Comment 6 Laine Stump 2015-04-01 14:58:23 UTC
(In reply to Martin Kletzander from comment #4)
> (In reply to Kashyap Chamarthy from comment #3)
> You have certainly not done this as root, so you haven't reproduced the
> original problem.

The whole point of the BZ is that this happens when running as non-root (which is how libguestfs uses libvirt)

Comment 7 Martin Kletzander 2015-04-01 14:59:41 UTC
Sorry to both of you, I am the wrong here, I read NON-root as it was "YES-root".  I'll continue having a look at it...

Comment 8 Michal Privoznik 2015-04-02 13:08:25 UTC
Patch proposed upstream:

https://www.redhat.com/archives/libvir-list/2015-April/msg00107.html

Comment 10 Michal Privoznik 2015-04-15 11:48:17 UTC
I've just pushed the patch upstream:

commit be78814ae07f092d9c4e71fd82dd1947aba2f029
Author:     Michal Privoznik <mprivozn>
AuthorDate: Thu Apr 2 14:41:17 2015 +0200
Commit:     Michal Privoznik <mprivozn>
CommitDate: Wed Apr 15 13:39:13 2015 +0200

    virNetSocketNewConnectUNIX: Use flocks when spawning a daemon
    
    https://bugzilla.redhat.com/show_bug.cgi?id=1200149
    
    Even though we have a mutex mechanism so that two clients don't spawn
    two daemons, it's not strong enough. It can happen that while one
    client is spawning the daemon, the other one fails to connect.
    Basically two possible errors can happen:
    
      error: Failed to connect socket to '/home/mprivozn/.cache/libvirt/libvirt-sock': Connection refused
    
    or:
    
      error: Failed to connect socket to '/home/mprivozn/.cache/libvirt/libvirt-sock': No such file or directory
    
    The problem in both cases is, the daemon is only starting up, while we
    are trying to connect (and fail).
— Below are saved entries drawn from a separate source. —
PR #3087, opened 2026-09-10
fix(core): derive Version.VERSION from Maven project version instead of hardcoding

### LINKED ISSUE #3086: [Bug]: Version.VERSION is hardcoded and reports a stale version (1.0.13-SNAPSHOT vs 2.0.3-SNAPSHOT)
**Describe the bug**
`io.agentscope.core.Version#VERSION` is a hardcoded string literal that has drifted
out of sync with the actual Maven project version. As a result, the `User-Agent`
header sent to all model providers reports the stale version
`agentscope-java/1.0.13-SNAPSHOT` instead of the current `2.0.3-SNAPSHOT`.

**To Reproduce**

We should postpone the connecting
    phase until the daemon is started (by the other thread that is
    spawning it). In order to do that, create a file lock 'libvirt-lock'
    in the directory where session daemon would create its socket. So even
    when called from multiple processes, spawning a daemon will serialize
    on the file lock. So only the first to come will spawn the daemon.
    
    Tested-by: Richard W. M. Jones <rjones>
    Signed-off-by: Michal Privoznik <mprivozn>


v1.2.14-174-gbe78814

Comment 11 Cole Robinson 2015-04-15 13:47:38 UTC
Reopening to track backporting this to f22

Comment 12 Fedora Update System 2015-04-15 19:11:25 UTC
libvirt-1.2.13-3.fc22 has been submitted as an update for Fedora 22.
https://admin.fedoraproject.org/updates/libvirt-1.2.13-3.fc22

Comment 13 Fedora Update System 2015-04-17 18:37:14 UTC
Package libvirt-1.2.13-3.fc22:
* should fix your issue,
* was pushed to the Fedora 22 testing repository,
* should be available at your local mirror within two days.
Update it with:
# su -c 'yum update --enablerepo=updates-testing libvirt-1.2.13-3.fc22'
as soon as you are able to.
Please go to the following url:
https://admin.fedoraproject.org/updates/FEDORA-2015-6245/libvirt-1.2.13-3.fc22
then log in and leave karma (feedback).

Comment 14 Fedora Update System 2015-04-22 22:58:03 UTC
libvirt-1.2.13-3.fc22 has been pushed to the Fedora 22 stable repository.  If problems still persist, please make note of it in this bug report.